Fibroblasts from *Myotis pilosus* (MPI) demonstrated significantly higher resistance to malignant transformation compared to other bat species and mice in both in vitro (soft agar assay) and in vivo (xenograft) experiments. Transcriptome sequencing and WGCNA identified three genes (*HIF1A*, *COPSS*, and *RPS3*) whose downregulation in MPI correlated with cancer resistance. CRISPR-Cas9 mediated knockdown of these genes in mouse fibroblasts inhibited cell proliferation, while overexpression in MPI cells promoted proliferation and tumor growth in vivo. Analysis of the MPI genome revealed the loss of a potential enhancer containing a *HIF1A* binding site upstream of *COPSS*, likely causing *COPSS* downregulation. Further experiments confirmed that blocking the regulatory activity of this enhancer reduced *HIF1A* expression. The downregulation of *COPSS* alone was shown to significantly reduce tumor size in vivo. The study also found evidence that MPI fibroblasts exhibit higher senescence than other species, suggesting a potential link to longevity and cancer resistance. Analysis of transposable elements did not reveal a strong association with the loss of the potential enhancer near *COPSS*. Inhibition of *COPSS* in human epithelial and cancer cell lines (HK-2, MCF-7, PANC-1) also decreased proliferation, suggesting broader relevance of the finding. Differences in COPS5 protein size between MPI and other species were noted; however, further investigation indicated that this was not likely due to antibody non-specificity.
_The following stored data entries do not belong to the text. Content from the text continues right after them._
Issue #843, opened 2015-10-09
Clarifying random_bytes() behavior in PHP 7


paragonie-scott:
Re: https://github.com/phpseclib/phpseclib/blob/0ba1a04c05de04fba9d09ae5b7b33b2399541dca/phpseclib/Crypt/Random.php#L60

`random_bytes()` will throw:

* `Exception` in the event of a catastrophic CSPRNG failure
* `TypeError` if `zend_parse_parameters` fails
* `Error` if `$length` is less than or equal to 0

paragonie-scott:
Also

https://github.com/phpseclib/phpseclib/blob/0ba1a04c05de04fba9d09ae5b7b33b2399541dca/phpseclib/Crypt/Random.php#L73

Probably should pass `MCRYPT_DEV_URANDOM` to `mcrypt_create_iv()` ;)

GrahamCampbell:
So we need to catch Throwable rather than Error?

GrahamCampbell:
> Probably should pass MCRYPT_DEV_URANDOM to mcrypt_create_iv() ;)

Could you send a PR please?

paragonie-scott:
Sure. Want me to address both?

GrahamCampbell:
Could you do it in two PRs please?

terrafrost:
I'm gonna close this since it's addressed by PR's now.

bantu:
@terrafrost Please do not close ticket that have not actually been addressed yet (i.e. PR actually merged).

PR #845, opened 2015-10-09
Fix usage of mcrypt_create_iv() on Windows.

paragonie-scott:
https://github.com/php/php-src/blob/ac750e091e1c72b2724bea60a3fa9c57d06dc227/ext/mcrypt/mcrypt.c#L1359-L1397

If you pass `MCRYPT_RAND` on Windows (which *used to be the default*), it won't use a CSPRNG. Passing `MCRYPT_DEV_URANDOM` is a good safety measure.

See #843 as well.

### DIFF
--- a/phpseclib/Crypt/Random.php
+++ b/phpseclib/Crypt/Random.php
@@ -70,7 +70,7 @@ class Random
             // method 1. prior to PHP 5.3 this would call rand() on windows hence the function_exists('class_alias') call.
             // ie. class_alias is a function that was introduced in PHP 5.3
             if (extension_loaded('mcrypt') && function_exists('class_alias')) {
-                return mcrypt_create_iv($length);
+                return mcrypt_create_iv($length, MCRYPT_DEV_URANDOM);
             }
             // method 2. openssl_random_pseudo_bytes was introduced in PHP 5.3.0 but prior to PHP 5.3.4 there was,
             // to quote <http://php.net/ChangeLog-5.php#5.3.4>, "possible blocking behavior". as of 5.3.4


GrahamCampbell:
I wonder. Does Laravel's mcrypt encrypter also suffer this issue?

paragonie-scott:
No. https://github.com/laravel/framework/blob/5.1/src/Illuminate/Encryption/McryptEncrypter.php#L189

GrahamCampbell:
Ah, good. :)

terrafrost:
Why do you say that `MCRYPT_RAND` used to be the default?

Here's what the PHP docs say of `mcrypt_create_iv`:

> Prior to 5.3.0, **MCRYPT_RAND** was the only one supported on Windows.

So if it was the only one supported then it stands to reason that it'd default. But when I look at PHP 5.2 branch on php-src on github.com I see this:

https://github.com/php/php-src/blob/PHP-5.2/ext/mcrypt/mcrypt.c#L1214

ie. there's `long source = RANDOM` and then the `if (source == RANDOM || source == URANDOM) {` check takes place. At this point `php_win32_get_random_bytes` is not called (although it is in later PHP versions) but rather `fd = open(source == RANDOM ? "/dev/random" : "/dev/urandom", O_RDONLY);` is. Since Windows doesn't have that that'd result in an error. Which is actually exactly what happens when I try it out on Windows with PHP 5.2.17:

> Warning: mcrypt_create_iv(): Cannot open source device

Let's now fast forward to PHP 5.3:

https://github.com/php/php-src/blob/PHP-5.3/ext/mcrypt/mcrypt.c#L1373

Now `php_win32_get_random_bytes` is called if it's Windows. `php_win32_get_random_bytes` then calls `CryptAcquireContext` and then `CryptGenRandom` per this:

https://github.com/php/php-src/blob/PHP-5.3/win32/winutil.c#L80

So it doesn't seem to me like `MCRYPT_RAND` ever was the default? I mean, it seems like it /should/ have been the default in PHP 5.2 but it doesn't appear to be.

terrafrost:
In Crypt/Random.php there's this:

```php
             // method 1. prior to PHP 5.3 this would call rand() on windows hence the function_exists('class_alias') call.
            // ie. class_alias is a function that was introduced in PHP 5.3
            if (extension_loaded('mcrypt') && function_exists('class_alias')) {
                return mcrypt_create_iv($length);
            }
```
So it doesn't do `mcrypt_create_iv` unless you're on PHP 5.3. But that said as for why I say in the comments that "prior to PHP 5.3 this would call rand()" isn't entirely clear to me given my earlier analysis and testing...

bantu:
What is the status here?

paragonie-scott:
It looks like you're using urandom on Linux correctly, and I don't think the constant matters on Windows. If you want to close it, feel free.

This study provides the first direct experimental evidence of cancer resistance in a bat species, supporting the hypothesis of a link between longevity and cancer resistance. The downregulation of *HIF1A*, *COPSS*, and *RPS3* in *Myotis pilosus* appears to be a crucial mechanism for this resistance. The identified loss of a *HIF1A* binding site in a potential enhancer upstream of *COPSS* offers a molecular explanation for the downregulation of *COPSS*. The results highlight the potential of exploring long-lived species for discovering novel anticancer mechanisms. The findings suggest that the downregulation of these genes, particularly *COPSS*, could be a promising target for future anticancer therapies. While the study focuses on fibroblasts, the impact of *COPSS* downregulation on epithelial cells suggests broader implications. However, the complex interplay between *HIF1A* and *COPSS*, and the potential role of *RPS3*, warrant further investigation.

This research provides compelling experimental evidence for cancer resistance in the big-footed bat (*Myotis pilosus*), linking this resistance to the downregulation of *HIF1A*, *COPSS*, and *RPS3*. The loss of a functional enhancer sequence upstream of *COPSS* is identified as a potential mechanism for this downregulation. These findings highlight the potential of studying long-lived mammals for identifying novel cancer-resistant mechanisms and suggest further research into the specific roles of *HIF1A*, *COPSS*, and *RPS3* in cancer suppression and the potential for therapeutic interventions.

The study primarily focused on fibroblasts, which represent a part of the tumor microenvironment but not the primary tumor cells. While the results suggest a broader impact on epithelial cells, further research is needed to confirm the role of *COPSS* downregulation in various human cancers. The study didn't explicitly measure the lifespan of *Myotis pilosus*, relying on inferences from related species. The mechanistic details underlying the loss of the *COPSS* enhancer require further investigation.